Task objective:
Repeat the lines of the data exactly, from the first one through the one that contains "- Start storybook.".

Provided material:
PR #989, opened 2024-02-09
Add python-program widget and editor

aag:
This commit adds a new widget: python-program. This widget renders
an iframe which loads an embedded Python program page. The purpose
of this widget is to add runnable Python programs to articles in
the Python course.

Issue: CL-1472

Test Plan:
- Temporarily change the iframe URL to include http://localhost:8090/.
- Run the webapp dev environment.
- Start storybook.
- Visit the Python Program story and verify that the program loads and that the
  buttons work.
image
- Visit the Python Program Editor story and verify that it renders the two input fields.
image

### DIFF
--- a/packages/perseus-editor/src/widgets/python-program-editor.tsx
+++ b/packages/perseus-editor/src/widgets/python-program-editor.tsx
@@ -1,40 +1,32 @@
-/* eslint-disable no-useless-escape */
 /**
  * This editor is for embedding Khan Academy Python programs.
  */
-
-import {
-    components,
-    Changeable,
-    EditorJsonify,
-} from "@khanacademy/perseus";
-import PropTypes from "prop-types";
+import {components, Changeable} from "@khanacademy/perseus";
 import * as React from "react";
-import _ from "underscore";
 
-import BlurInput from "../components/blur-input";
+const {NumberInput, TextInput} = components;
 
-const {NumberInput} = components;
+import type {PerseusPythonProgramWidgetOptions} from "@khanacademy/perseus";
 
-const DEFAULT_HEIGHT = 400;
+type Props = Changeable.ChangeableProps & {
+    programID: string;
+    height: number;
+};
 
-type Props = any;
+type DefaultProps = {
+    programID: Props["programID"];
+    height: Props["height"];
+};
 
 /**
  * This is the main editor for this widget, to specify all the options.
  */
 class PythonProgramEditor extends React.Component<Props> {
-    static propTypes = {
-        ...Changeable.propTypes,
-        programID: PropTypes.number,
-        height: PropTypes.number,
-    };
-
     static widgetName = "python-program" as const;
 
-    static defaultProps: any = {
-        programID: null,
-        height: DEFAULT_HEIGHT,
+    static defaultProps: DefaultProps = {
+        programID: "",
+        height: 400,
     };
 
     change: (...args: ReadonlyArray<unknown>) => any = (...args) => {
@@ -42,16 +34,18 @@ class PythonProgramEditor extends React.Component<Props> {
         return Changeable.change.apply(this, args);
     };
 
-    _handleHeightChange: (arg1: string) => void = (height) => {
-        this.change({height});
-    };
+    serialize(): PerseusPythonProgramWidgetOptions {
+        return {
+            programID: this.props.programID,
+            height: this.props.height,
+        };
+    }
 
-    _handleProgramIDChange: (arg1: string) => void = (programID) => {
-        this.change({programID});
-    };
-
-    serialize: () => any = () => {
-        return EditorJsonify.serialize.call(this);
+    getSaveWarnings: () => ReadonlyArray<string> = () => {
+        if (this.props.programID === "") {
+            return ["The program ID is missing."];
+        }
+        return [];
     };
 
     render(): React.ReactNode {
@@ -59,9 +53,8 @@ class PythonProgramEditor extends React.Component<Props> {
             <div>
                 <label>
                     User Program ID:{" "}
-                    <NumberInput
+                    <TextInput
                         value={this.props.programID}
-                        //onChange={this._handleProgramIDChange}
                         onChange={this.change("programID")}
                         placeholder="123"
                     />
@@ -71,7 +64,6 @@ class PythonProgramEditor extends React.Component<Props> {
                     Height:{" "}
                     <NumberInput
                         value={this.props.height}
-                        // onChange={this._handleHeightChange}
                         onChange={this.change("height")}
                         placeholder="400"
                     />
--- a/packages/perseus-editor/src/widgets/python-program-editor.tsx
+++ b/packages/perseus-editor/src/widgets/python-program-editor.tsx
@@ -1,0 +1,84 @@
+/* eslint-disable no-useless-escape */
+/**
+ * This editor is for embedding Khan Academy Python programs.
+ */
+
+import {
+    components,
+    Changeable,
+    EditorJsonify,
+} from "@khanacademy/perseus";
+import PropTypes from "prop-types";
+import * as React from "react";
+import _ from "underscore";
+
+import BlurInput from "../components/blur-input";
+
+const {NumberInput} = components;
+
+const DEFAULT_HEIGHT = 400;
+
+type Props = any;
+
+/**
+ * This is the main editor for this widget, to specify all the options.
+ */
+class PythonProgramEditor extends React.Component<Props> {
+    static propTypes = {
+        ...Changeable.propTypes,
+        programID: PropTypes.number,
+        height: PropTypes.number,
+    };
+
+    static widgetName = "python-program" as const;
+
+    static defaultProps: any = {
+        programID: null,
+        height: DEFAULT_HEIGHT,
+    };
+
+    change: (...args: ReadonlyArray<unknown>) => any = (...args) => {
+        // @ts-expect-error - TS2345 - Argument of type 'readonly unknown[]' is not assignable to parameter of type 'any[]'.
+        return Changeable.change.apply(this, args);
+    };
+
+    _handleHeightChange: (arg1: string) => void = (height) => {
+        this.change({height});
+    };
+
+    _handleProgramIDChange: (arg1: string) => void = (programID) => {
+        this.change({programID});
+    };
+
+    serialize: () => any = () => {
+        return EditorJsonify.serialize.call(this);
+    };
+
+    render(): React.ReactNode {
+        return (
+            <div>
+                <label>
+                    User Program ID:{" "}
+                    <NumberInput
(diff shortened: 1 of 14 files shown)


packages/perseus-editor/src/widgets/python-program-editor.tsx
```diff
@@ -0,0 +1,84 @@
...
+/**
+ * This editor is for embedding Khan Academy Python programs.
+ */
+
+import {
+    components,
+    Changeable,
+    EditorJsonify,
+} from "@khanacademy/perseus";
+import PropTypes from "prop-types";
```
jeremywiebe, line 11: Modern Editors (well, all Perseus components), should not use `prop-types`. Can you convert this to use standard TypeScript `Props` instead, please?

packages/perseus-editor/src/widgets/python-program-editor.tsx
```diff
@@ -0,0 +1,84 @@
...
+import * as React from "react";
+import _ from "underscore";
```
jeremywiebe, line 13: Related to above, we're working to remove our dependance on `underscore`. Can we use modern, ES6 patterns instead?

packages/perseus-editor/src/widgets/python-program-editor.tsx
```diff
@@ -0,0 +1,84 @@
...
+        programID: PropTypes.number,
+        height: PropTypes.number,
+    };
+
+    static widgetName = "python-program" as const;
+
+    static defaultProps: any = {
+        programID: null,
+        height: DEFAULT_HEIGHT,
+    };
```
jeremywiebe, line 38: Our convention in Perseus is to define a `DefaultProps` and then use indexed access types to reference the Prop key. 

Eg. 

```suggestion
type DefaultProps = {
    programID: Props["programID"];
    height: Props["heigh"];
}

...

    static defaultProps: DefaultProps = {
        programID: null,
        height: DEFAULT_HEIGHT,
    };
```

packages/perseus-editor/src/widgets/python-program-editor.tsx
```diff
@@ -0,0 +1,84 @@
...
+        this.change({height});
+    };
+
+    _handleProgramIDChange: (arg1: string) => void = (programID) => {
+        this.change({programID});
+    };
+
+    serialize: () => any = () => {
+        return EditorJsonify.serialize.call(this);
+    };
```
jeremywiebe, line 55: We don't have a pattern for this encoded very clearly yet, but I'd love for this function to:

1) clearly define it's return type. It should be the type that is defined in `perseus-types.ts` as it's the type that is serialized as widget options to Datastore. 

2) Avoid using `EditorJsonify` and just manually, and clearly, build whatever the return value should be. We (I) have found that this dynamism just complicates things and obscures which properties we're serializing, which also contributes to properties being serialized that don't really need to be. 

```suggestion
    serialize(): PerseusPythonProgramWidgetOptions {
        return {
            programID: this.props.programID,
            height: this.props.height,
        };
    } 
```

packages/perseus-editor/src/widgets/python-program-editor.tsx
```diff
@@ -0,0 +1,84 @@
...
+
+    render(): React.ReactNode {
+        return (
+            <div>
+                <label>
+                    User Program ID:{" "}
+                    <NumberInput
+                        value={this.props.programID}
+                        //onChange={this._handleProgramIDChange}
```
jeremywiebe, line 64: Can we clean up these commented out lines (and unused handler functions)?

packages/perseus/src/perseus-types.ts
```diff
@@ -1275,6 +1278,20 @@ export type PerseusCSProgramSetting = {
...
+    height: number | string;
+}
+
+// export type PerseusPythonIFrameWidgetOptions = {
+//     // A Python Program ID
+//     url: string;
+//     // The height of the widget
+//     height: number | string;
+// }
+
```
jeremywiebe, line 1294: Can we remove this type also? `PerseusPythonProgramWidgetOptions` looks good to me.

packages/perseus/src/widgets/__tests__/python-program.ts
```diff
@@ -0,0 +1,43 @@
...
+        } as const;
+
+        // Act
+        const {container} = renderQuestion(question1, apiOptions);
+
+        // Assert
+        expect(container).toMatchSnapshot("first mobile render");
+    });
+
+    // This widget doesn't have any direct behavior, it just renders an iframe
```
jeremywiebe, line 42: Thanks for leaving this here. One challenge we haven't tackled well in Perseus yet is dealing with Stories that use frames.

packages/perseus/src/widgets/python-program.tsx
```diff
@@ -0,0 +1,83 @@
+/**
+ * This widget is for embedding Khan Academy Python programs.
+ */
+
+import {StyleSheet, css} from "aphrodite";
+import PropTypes from "prop-types";
```
jeremywiebe, line 6: Same comment as the editor. Please define a `Typescript` Props type instead of using `prop-types`.

packages/perseus/src/widgets/python-program.tsx
```diff
@@ -0,0 +1,83 @@
...
+        programID: PropTypes.string,
+        height: PropTypes.number,
+    };
+
+    static defaultProps: any = {
+        height: 400,
+    };
+
+    render(): React.ReactNode {
+        if (!this.props.programID) {
```
jeremywiebe, line 36: Is there a reason why we'd ever allow a null/undefined `programID`? If not, then the editor should disallow it and we should type the `PerseusPythonProgramWidgetOptions` as having a required `programID` field.

packages/perseus/src/widgets/python-program.tsx
```diff
@@ -0,0 +1,83 @@
...
+function getUrlFromProgramID(programID: any) {
+    const {InitialRequestUrl} = getDependencies();
+
+    const path = `/python-program/${programID}/embedded`;
+
+    return toAbsoluteUrl(path);
+}
+
+/* This renders the program in an iframe. */
+class PythonProgram extends React.Component<any> {
```
jeremywiebe, line 25: This seems to be a really simple component. Is it possible to write it as a functional component?  We are working to write new code in modern React and want to avoid writing "legacy" code when we can.

packages/perseus/src/widgets/python-program.tsx
```diff
@@ -0,0 +1,83 @@
...
+            "allow-scripts",
+            "allow-top-navigation",
+        ].join(" ");
+
+        // We sandbox the iframe so that we allowlist only the functionality
+        //  that we need. This makes it a bit safer in case some content
+        //  creator "went wild".
+        // http://www.html5rocks.com/en/tutorials/security/sandboxed-iframes/
+        return (
+            <div className={css(styles.container)}>
```
jeremywiebe, line 59: Can this just be a WonderBlocks `View` instead? In which case we wouldn't need to use `css()` either as we can just use the style from line 42.

jeremywiebe (commented):
This is a great start Adam!  I know you're breaking new-ish ground here as we haven't introduced a new widget that needs an editor in a long time. 

I have several comments. Let me know when you've updated the PR and I'll happily review again. Thanks.

packages/perseus/src/widgets/python-program.tsx
aag: I'm not completely sure how to disallow an empty `programID` in the editor. I added a `getSaveWarnings` function, but I don't know how to test it.

packages/perseus/src/widgets/python-program.tsx
aag: I tried it, but the `renderQuestion()` function used in tests is not compatible with functional components. It appears all Widgets are currently class components. Given that, do you think it would be okay to leave it as a class component?

jeremywiebe: Ah! Yes.  We'll break that new ground when we have time.  I didn't realize we haven't migrated any actual widgets to functional React components.

packages/perseus/src/widgets/python-program.tsx
jeremywiebe: It looks like you resolved this. The `PerseusPythonProgramWidgetOptions` should mark the field(s) as non-optional and then in the widget you should be able to depend on the types optionality.

jeremywiebe: I also just figured out that a widget editor can implement a function `getSaveWarnings` which is basically a validation function for saving the widget. You can implement save validation there to ensure that there is a Program ID and valid Height in that function.

aag: I've added validation of both options to `getSaveWarnings` and added tests for the validation logic.

packages/perseus/src/widgets/python-program.tsx
```diff
@@ -0,0 +1,75 @@
...
+        margin: "auto",
+        width: "100%",
+    },
+});
+
+export default {
+    name: "python-program",
+    displayName: "Python Program",
+    widget: PythonProgram,
+} as WidgetExports<typeof PythonProgram>;
```
jeremywiebe, line 75: I just thought of this. We have no scoring implemented for this widget (ie. it can't be graded). So we should add `graded: false` to this structure to signal to Perseus that it shouldn't try (or expect) to grade instances of it. 

Ref: https://github.com/Khan/perseus/blob/main/packages/perseus/src/perseus-types.ts#L93

packages/perseus/src/widgets/python-program.tsx
```diff
@@ -0,0 +1,75 @@
...
+}
+
+type Props = {
+    programID: string;
+    height: number;
+};
+
+type DefaultProps = {
+    height: Props["height"];
+};
```
jeremywiebe, line 25: Thanks for converting these to TS types from prop-types!

jeremywiebe (approved):
This is looking great!! Thanks!

packages/perseus/src/widgets/python-program.tsx
aag: Are you sure this is the right place for that? This has the type `WidgetExports`, which [doesn't have a graded property](https://github.com/Khan/perseus/blob/9f2eafe4c4649fd1ee1a83611b53908eb9cf3468/packages/perseus/src/types.ts#L409). It seems like it needs to be a property of the `Widget`, but I don't understand how objects of that type are used.

jeremywiebe: Sorry Adam, I was digging through our types and got that wrong. 

Given that the initial target is to use this in Articles, let's leave this as is. If we do want to start using it as a helper in exercises, we'd have to do more work to provide scoring, but I think that's not required now that I've dug a bit further.

PR #1141, opened 2024-04-01
Update store for `range` and `snapStep` when props change

handeyeco:
## Summary:
Update reducer state for `range` and `snapStep` when props change (for editing experience).

https://github.com/Khan/perseus/assets/16308368/419f4933-d888-4160-9bfa-3b0a72f1eb0d

Issue: [LEMS-1824](https://khanacademy.atlassian.net/browse/LEMS-1824)

## Test plan:
- Go to the "With Locked Points" story
- Move the points around to see the step they move by
- Change `snapStep` to 5, 5
- Note the snap now works on 5, 5

[LEMS-1824]: https://khanacademy.atlassian.net/browse/LEMS-1824?atlOrigin=eyJpIjoiNWRkNTljNzYxNjVmNDY3MDlhMDU5Y2ZhYzA5YTRkZjUiLCJwIjoiZ2l0aHViLWNvbS1KU1cifQ


benchristel (commented):
The code looks good. But I wonder: should we also re-snap and bound existing points when the snap step or range changes? Otherwise, we could end up with points that are not snapped or are outside the graph.

packages/perseus/src/widgets/interactive-graphs/reducer/interactive-graph-reducer.ts
```diff
@@ -197,6 +206,40 @@ function doMovePoint(
...
+function doChangeSnapStep(
+    state: InteractiveGraphState,
+    action: ChangeSnapStep,
+): InteractiveGraphState {
+    if (
+        // Deep equality check since these are arrays
+        _.isEqual(state.snapStep, action.snapStep)
+    ) {
+        return state;
+    }
```
benchristel, line 218: I like this — it's an optimization to prevent unnecessary re-renders, right? It makes me wonder if we should do an `isEqual` check on every action, perhaps right before returning from the root reducer function:

```ts
if (_.isEqual(newState, oldState)) {
  return oldState;
}

return newState;
```

packages/perseus/src/perseus-types.ts
```diff
@@ -483,6 +483,9 @@ export type PerseusGradedGroupSetWidgetOptions = {
     gradedGroups: ReadonlyArray<PerseusGradedGroupWidgetOptions>;
 };
 
+// 2D range: xMin, xMax, yMin, yMax
+export type GraphRange = [[number, number], [number, number]];
```
benchristel, line 487: I recently learned that tuple members can have names in TypeScript! So you can do this:

```ts
export type GraphRange = [
  x: [min: number, max: number],
  y: [min: number, max: number],
];
```

This seems a bit more self-documenting.

packages/perseus/src/widgets/interactive-graphs/mafs-graph.tsx
```diff
@@ -73,15 +78,25 @@ export const MafsGraph = React.forwardRef<
...
 
+    const {snapStep, range} = props;
+
+    useEffect(() => {
+        dispatch(changeSnapStep(snapStep));
+    }, [snapStep]);
+
+    useEffect(() => {
+        dispatch(changeRange(range));
+    }, [range]);
```
benchristel, line 98: I wonder if, to prevent unnecessary re-renders, the individual numbers in `snapStep` and `range` could be listed as deps here:

```ts
    useEffect(() => {
        dispatch(changeSnapStep(snapStep));
    }, snapStep);

    useEffect(() => {
        dispatch(changeRange(range));
    }, range.flat());
```

We could also maybe `useLayoutEffect` so the state update happens before React renders anything to the DOM.

handeyeco:
> But I wonder: should we also re-snap and bound existing points when the snap step or range changes? Otherwise, we could end up with points that are not snapped or are outside the graph.

@benchristel idk, maybe I'm missing something, but this feels like a relatively big ask. I think I would advocate for breaking it out into a separate ticket to be prioritized separately. Personally I think it'd be useful, but not sure the added complexity would be worth the benefit. I think I would file a ticket and wait for someone to ask for it to be addressed.

packages/perseus/src/widgets/interactive-graphs/mafs-graph.tsx
handeyeco: I did what you asked but in a more verbose way. The linter didn't seem happy with your suggestion and I think being a little more verbose makes the intent a little more clear. It's a good suggestion though, solid improvement.

benchristel (approved):
LGTM!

Final answer:
PR #989, opened 2024-02-09
Add python-program widget and editor

aag:
This commit adds a new widget: python-program. This widget renders
an iframe which loads an embedded Python program page. The purpose
of this widget is to add runnable Python programs to articles in
the Python course.

Issue: CL-1472

Test Plan:
- Temporarily change the iframe URL to include http://localhost:8090/.
- Run the webapp dev environment.
- Start storybook.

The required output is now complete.